Whichever lines include the word "timeout", copy them as they appear in the data.

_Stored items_
++++++++++
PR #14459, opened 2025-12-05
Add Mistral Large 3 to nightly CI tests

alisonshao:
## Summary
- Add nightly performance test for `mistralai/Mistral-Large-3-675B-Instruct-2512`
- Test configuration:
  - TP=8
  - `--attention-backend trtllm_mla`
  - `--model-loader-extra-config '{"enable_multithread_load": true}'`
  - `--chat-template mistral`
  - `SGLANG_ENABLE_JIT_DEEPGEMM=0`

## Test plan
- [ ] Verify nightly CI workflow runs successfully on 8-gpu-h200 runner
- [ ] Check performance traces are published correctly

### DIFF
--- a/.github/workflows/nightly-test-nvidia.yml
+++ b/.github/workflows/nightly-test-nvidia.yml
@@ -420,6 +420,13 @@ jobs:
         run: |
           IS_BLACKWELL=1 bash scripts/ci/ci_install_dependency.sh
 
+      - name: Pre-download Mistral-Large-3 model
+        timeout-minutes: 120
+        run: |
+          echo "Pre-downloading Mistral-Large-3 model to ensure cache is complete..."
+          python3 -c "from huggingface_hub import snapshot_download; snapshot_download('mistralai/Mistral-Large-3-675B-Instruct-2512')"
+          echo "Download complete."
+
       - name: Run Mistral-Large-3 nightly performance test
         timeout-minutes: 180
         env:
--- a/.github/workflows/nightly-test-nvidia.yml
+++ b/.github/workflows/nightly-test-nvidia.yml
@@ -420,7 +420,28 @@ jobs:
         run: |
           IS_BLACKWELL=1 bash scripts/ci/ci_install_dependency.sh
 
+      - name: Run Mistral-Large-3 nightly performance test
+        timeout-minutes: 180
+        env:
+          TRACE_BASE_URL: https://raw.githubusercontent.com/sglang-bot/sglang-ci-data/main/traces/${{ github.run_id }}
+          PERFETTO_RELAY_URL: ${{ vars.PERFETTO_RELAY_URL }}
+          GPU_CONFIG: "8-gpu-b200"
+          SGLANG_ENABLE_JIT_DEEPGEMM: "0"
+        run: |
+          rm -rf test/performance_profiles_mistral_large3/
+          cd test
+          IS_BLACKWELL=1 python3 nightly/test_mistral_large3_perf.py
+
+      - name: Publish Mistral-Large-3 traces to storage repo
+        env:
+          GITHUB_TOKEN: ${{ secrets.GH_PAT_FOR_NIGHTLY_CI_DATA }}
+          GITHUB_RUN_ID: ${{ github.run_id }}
++++++++++
_TASK OUTPUT_
+        timeout-minutes: 120
         timeout-minutes: 180
+        timeout-minutes: 180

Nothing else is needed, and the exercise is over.